In my defense, I had gotten Sophie her own costume. It included a lovely velvet bonnet that I thought would look adorable on her. She disagreed and I can’t blame her. When you have a cool superhero satin cape nearby, who wants the prissy bonnet? Certainly not Sophie.

After separating the two, I let Jax gloat and ham it up in his cape for a good while. And then, like any good mother, I asked him if his sister could try it on for just a minute. Jax didn’t fight me when I removed the cape, but he stalked away when I put it on Sophie.

Purry GaloreBeing Sophie (my niece calls her a princess), she had to be dramatic about it. She played superhero, imagining herself flying, fighting bad guys like people who hurt black cats. She was quite impressive but Jax refused to give her any attention. He sulked like any little brother would, beaming “It’s not fair!” at me with slitted eyes and thrashing tail. I kept my word and only briefly let her wear the cape. She seemed satisfied with that and didn’t protest when I removed the cape from her shoulders and put it back on Jax, who had to be coaxed from under the chair with tuna flavored treats.

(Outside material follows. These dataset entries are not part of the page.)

PR #2468, opened 2020-05-13
Test coverage for numeric-looking commonLabels strings

wendorf:
There is a regression in 72c7db39f2b087dd1c75658cf580489a35279122 where
commonLabels that are numeric-looking strings lose their quotation,
changing the value type from string to integer. This will cause the
resource to fail validation.

### DIFF
--- a/api/krusty/numericcommonlabels_test.go
+++ b/api/krusty/numericcommonlabels_test.go
@@ -1,0 +1,51 @@
+// Copyright 2020 The Kubernetes Authors.
+// SPDX-License-Identifier: Apache-2.0
+
+package krusty_test
+
+import (
+	"testing"
+
+	kusttest_test "sigs.k8s.io/kustomize/api/testutils/kusttest"
+)
+
+// This test shows numeric-looking strings correctly handled as strings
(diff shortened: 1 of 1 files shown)


pwittrock:
@wendorf thanks!  seems like this is still broken?

wendorf:
@pwittrock Sorry, I've only implemented the failing test (following the guidance on https://github.com/kubernetes-sigs/kustomize/blob/0a8d367633e520f52e1109bd456dc7608fd766b7/docs/bugs.md#if-you-have-go-installed )

ricochet:
@wendorf rebase your change on master. This should be working now that https://github.com/kubernetes-sigs/kustomize/pull/2473 has been merged. While https://github.com/kubernetes-sigs/kustomize/pull/2473 has a test covering the regression, I can definitely see the value in adding this test as well.

pwittrock:
Let's keep the test :)

Thanks @wendorf

wendorf:
Rebased on master and passing tests :)

monopole:
/lgtm

thanks!

PR #2473, opened 2020-05-13
Set common labels and annotations as strings

### LINKED ISSUE #2472: AnnotationsTransformer failure when unmarshaling string that is a number
kustomize version
```bash
{Version:3.5.5 GitCommit:897e7b6e61e65188d846c32bd3af9ef68b0f746a BuildDate:2020-05-12T00:09:31+01:00 GoOs:darwin GoArch:amd64}
```

```yaml
apiVersion: builtin
kind: AnnotationsTransformer
metadata:
name: deployment-annotations-transformer
annotations:
cadence/name: "stable"
cadence/release: "20200513.1589404923224"
cadence/version: "2020"
fieldSpecs:
- path: metadata/annotations
  create: true
```

```bash
Error: json: cannot unmarshal number into Go struct field ObjectMeta.metadata.annotations of type string
```

With git-bisect, this appears to be the change: https://github.com/kubernetes-sigs/kustomize/commit/7feb873ef685b2246a14ac53592fffe3e907b59d

This is not reproducible on 3.5.4.

According to the annotations spec, passing numbers as a string is valid: https://kubernetes.io/docs/concepts/overview/working-with-objects/annotations/#syntax-and-character-set

pwittrock:
Fix #2472

### DIFF
--- a/api/filters/annotations/annotations.go
+++ b/api/filters/annotations/annotations.go
@@ -30,7 +30,7 @@ func (f Filter) Filter(nodes []*yaml.RNode) ([]*yaml.RNode, error) {
 			for _, k := range keys {
 				if err := node.PipeE(fsslice.Filter{
 					FsSlice:    f.FsSlice,
-					SetValue:   fsslice.SetEntry(k, f.Annotations[k]),
+					SetValue:   fsslice.SetEntry(k, f.Annotations[k], yaml.StringTag),
 					CreateKind: yaml.MappingNode, // Annotations are MappingNodes.
 				}); err != nil {
 					return nil, err
--- a/api/filters/annotations/annotations_test.go
+++ b/api/filters/annotations/annotations_test.go
@@ -123,6 +123,33 @@ a:
 				},
 			},
 		},
+
+		"number": {
+			input: `
+apiVersion: example.com/v1
+kind: Foo
+metadata:
+  name: instance
+  annotations:
+    hero: batman
+    fiend: riddler
+`,
+			expectedOutput: `
+apiVersion: example.com/v1
+kind: Foo
+metadata:
+  name: instance
+  annotations:
+    hero: batman
+    fiend: riddler
+    2: ford
+    clown: "1"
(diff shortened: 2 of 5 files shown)


pwittrock:
cc @ricochet

ricochet:
Thanks for the speedy response. I started to take a similar stab and thought the way you added a test was sufficient too (I went with "answer": "42").

Unfortunately I can still rep the error. If I comment out the annotation that's a number, I can build.

For sanity:

```bash
git remote add pwittrock git@github.com:pwittrock/kustomize.git
git fetch pwittrock
git checkout fix
make # tests pass locally
cd kustomize
go install .
ll $GOPATH/bin/kustomize
-rwxr-xr-x  1 bahaye  staff    61M May 13 20:54 /Users/bahaye/golang/bin/kustomize

cd ~/test
$GOPATH/bin/kustomize build . --load_restrictor="none"
Error: json: cannot unmarshal number into Go struct field ObjectMeta.metadata.annotations of type string
```

ricochet:
FYI I also modified api/krusty/customconfigreusable_test.go. I added `answer: "42"` to the AnnotationsTransformer. I can't rep the problem there either.

pwittrock:
@ricochet Can you confirm that your local kustomize build is *not* using the pinned API version.  You probably need to modify the go.mod in `kustomize` to point to the local api version with a. replace statement:

https://github.com/kubernetes-sigs/kustomize/blob/master/kustomize/go.mod

ricochet:
> @ricochet Can you confirm that your local kustomize build is _not_ using the pinned API version. You probably need to modify the go.mod in `kustomize` to point to the local api version with a replace statement:
> 
> https://github.com/kubernetes-sigs/kustomize/blob/master/kustomize/go.mod

Jeez, that was it. I can confirm this fixes my use case.

pwittrock:
@ricochet would you mind /lgtm'ing this and I will add the label (just do document it as having been reviewed)

PR #2481, opened 2020-05-14
support option for adding managed-by label

### LINKED ISSUE #2474: add annotation/label to resources being built from kustomize
Can we add an annotation/label to resources being built from kustomize? This annotation can be used to distinguish which resources are generated/transformed by kustomize. 

By default, this annotation is added when users run `kustomize build`. Users can disable it by a flag.

Liujingfang1:
Fix #2474

### DIFF
--- a/Makefile
+++ b/Makefile
@@ -198,7 +198,7 @@ build-kustomize-api: $(builtinplugins)
 
 .PHONY: test-unit-kustomize-api
 test-unit-kustomize-api: build-kustomize-api
-	cd api; go test ./...
+	cd api; go test ./...  -ldflags "-X sigs.k8s.io/kustomize/api/provenance.version=v444.333.222"
 
 .PHONY: test-unit-kustomize-plugins
 test-unit-kustomize-plugins:
--- a/api/krusty/kustomizer.go
+++ b/api/krusty/kustomizer.go
@@ -4,6 +4,8 @@
 package krusty
 
 import (
+	"fmt"
+
 	"sigs.k8s.io/kustomize/api/builtins"
 	"sigs.k8s.io/kustomize/api/filesys"
 	"sigs.k8s.io/kustomize/api/internal/k8sdeps/transformer"
@@ -12,9 +14,14 @@ import (
 	"sigs.k8s.io/kustomize/api/k8sdeps/kunstruct"
 	"sigs.k8s.io/kustomize/api/k8sdeps/validator"
 	fLdr "sigs.k8s.io/kustomize/api/loader"
+	"sigs.k8s.io/kustomize/api/provenance"
 	"sigs.k8s.io/kustomize/api/resmap"
 	"sigs.k8s.io/kustomize/api/resource"
 	"sigs.k8s.io/kustomize/api/types"
+)
+
+const (
+	managedbyLabelKey = "app.kubernetes.io/managed-by"
 )
 
 // Kustomizer performs kustomizations.  It's meant to behave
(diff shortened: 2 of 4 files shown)


Liujingfang1:
Refactored the change to pass the addannotation option to `KunstructuredFactoryImpl`. Compared with the loader,  I think `KunstructuredFactoryImpl` is a better place to handle unstructured and add annotations.

Also added a new field in the top level option `krusty.Options`. I was trying to come up with a way not changing this type, but haven't achieved that. Happy to discuss other choices here.

api/k8sdeps/kunstruct/factory.go
```diff
@@ -76,6 +99,13 @@ func (kf *KunstructuredFactoryImpl) FromMap(
 // MakeConfigMap returns an instance of Kunstructured for ConfigMap
 func (kf *KunstructuredFactoryImpl) MakeConfigMap(
 	kvLdr ifc.KvLoader, args *types.ConfigMapArgs) (ifc.Kunstructured, error) {
+	if kf.addAnnotation {
+		anno := args.Options.Annotations
+		if anno == nil {
+			anno = make(map[string]string)
+		}
+		anno[builtFromKustomizeAnnotation] = kustomizeVersion
+	}
```
monopole, line 108: it appears anno is dropped on the floor

can we reuse `updateAnnotation` here ?

monopole: oh nevermind, its a reference.

monopole:
i'm working to obliterate the k8sdeps dependencies, but will try to carry this along.

/lgtm

monopole:
/hold

i think i'll cut a release first before adding this to the API;
we'll get there though.

Liujingfang1:
I'll refactor the change and move it to a transformer.

Liujingfang1:
Refactored the code to a transformer. The transformer adds a label to all the resources being built
```app.kubernetes.io/managed-by: kustomize-<version>```

We'll figure out how to enable this transformer in different PRs.  @monopole

**Comment by monopole** [comment]
OK, this is just the labeltransformer being applied with a particular configuration.

the interesting part is the hookup code you alluded to above

- the name of the annotation is a constant
- the value of the version should be the actual version displayed by
  the `kustomize version` command
  https://github.com/kubernetes-sigs/kustomize/blob/master/kustomize/internal/commands/version/version.go#L24
 its part of the api (in provenance package), however,
 it doesn't actually get a real value until the exec is built with `ldflags`, see
https://github.com/kubernetes-sigs/kustomize/blob/master/releasing/cloudbuild.sh#L76
 you could improve the makefile so that locally built versions could show a decent value here.
 i think we could safely dependend on api provenance from somewhere in kusttargett, 
and failing that pass it in via `krusty.Options`
 - we should just use the existing labeltransformer, but configure it at run
 time in the code with this version number
- to actually configure and run the labeltransformer, hate to say it but think we need 
 another if statement (checking a flag, see next bullet) 
  positioned before this if statement:
https://github.com/kubernetes-sigs/kustomize/blob/master/api/krusty/kustomizer.go#L78
- as with the sort, this new ttransformer run should be protected by a flag.
  the flag value can live in kustry.Options.

does this sound reasonable?

**Comment by Liujingfang1** [comment]
Thanks, that sounds good. I'll work on the change.

> the value of the version should be the actual version displayed by the kustomize version command

I was thinking the same thing. Will figure out how to provide a reasonable value for a local build.

> we should just use the existing labeltransformer, but configure it at run
time in the code with this version number

Agreed. The configuration for this transformer will only mutate `.metadata.labels`.

**Comment by Liujingfang1** [comment]
@monopole I refactored the change in api mod. I'll add the flag for kustomize in a different PR.

File: Makefile [hunk 2]
```diff
@@ -198,7 +198,7 @@ build-kustomize-api: $(builtinplugins)
 
 .PHONY: test-unit-kustomize-api
 test-unit-kustomize-api: build-kustomize-api
-	cd api; go test ./...
+	cd api; go test ./...  -ldflags "-X sigs.k8s.io/kustomize/api/provenance.version=v1"
```
monopole, line 201: please make this version something obviously strange but complete with major.minor.patch, e.g.
`=v444.333.222`
That way one can grep for it and match the makefile target to the test.
other than that,looks fine.

Liujingfang1: Updated it to `v444.333.222`.

PR #2485, opened 2020-05-15
Investigate 2479

monopole:
Investigate #2479 

don't intend to merge this, but do want the tests to run


pwittrock:
Fixed in #2482 2473

pwittrock:
We should include #2484

monopole:
yeah, it looks fine.

PR #2487, opened 2020-05-15
Quote yaml 1.1 non-string values for commonlabels and commonAnnotations

pwittrock:


pwittrock:
Follow up to #2473

@ricochet

monopole:
augh yaml!
thanks!
/lgtm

With his cape once again draped around him, Jaxula promptly fell asleep, but the the legend of Jaxula had been born.

It’s been a powerful deterrent to mischief makers. A few months later, I caught the little boy next door chasing Jax. Jax sought cover under the car but the little boy grabbed a stick and tried to go after him. I saw red and black but realized yelling wouldn’t solve the problem.

“I wouldn’t do that if I were you,” I said from the front doorway.

He looked up at me, clearly startled. “What?”

“I wouldn’t mess with him if I were you. Didn’t you see his fangs?” I started toward him.

“Fangs,” he repeated, looking confused.

“He’s a gluten free feelion and you know what that means.” I had his full attention. “Here, look!” I held out my phone.

He came over and peered at the screen, which held the perfect shot of Jaxula in his vampire cape.

“See? Like a vampire. He’s very nice unless you try to scare or hurt him.” I nodded my head at his stick. “I can’t tell you what happened to the last kid who tried that.”

He dropped the stick.

I picked it up and broke it. “Yeah. Good idea. So don’t bother him. I’d hate to see you turned into…well, just don’t bother him and you’ll be fine.”

He never bothered Jax or Sophie again.

Happy Halloween from Jaxula, Sophie and me!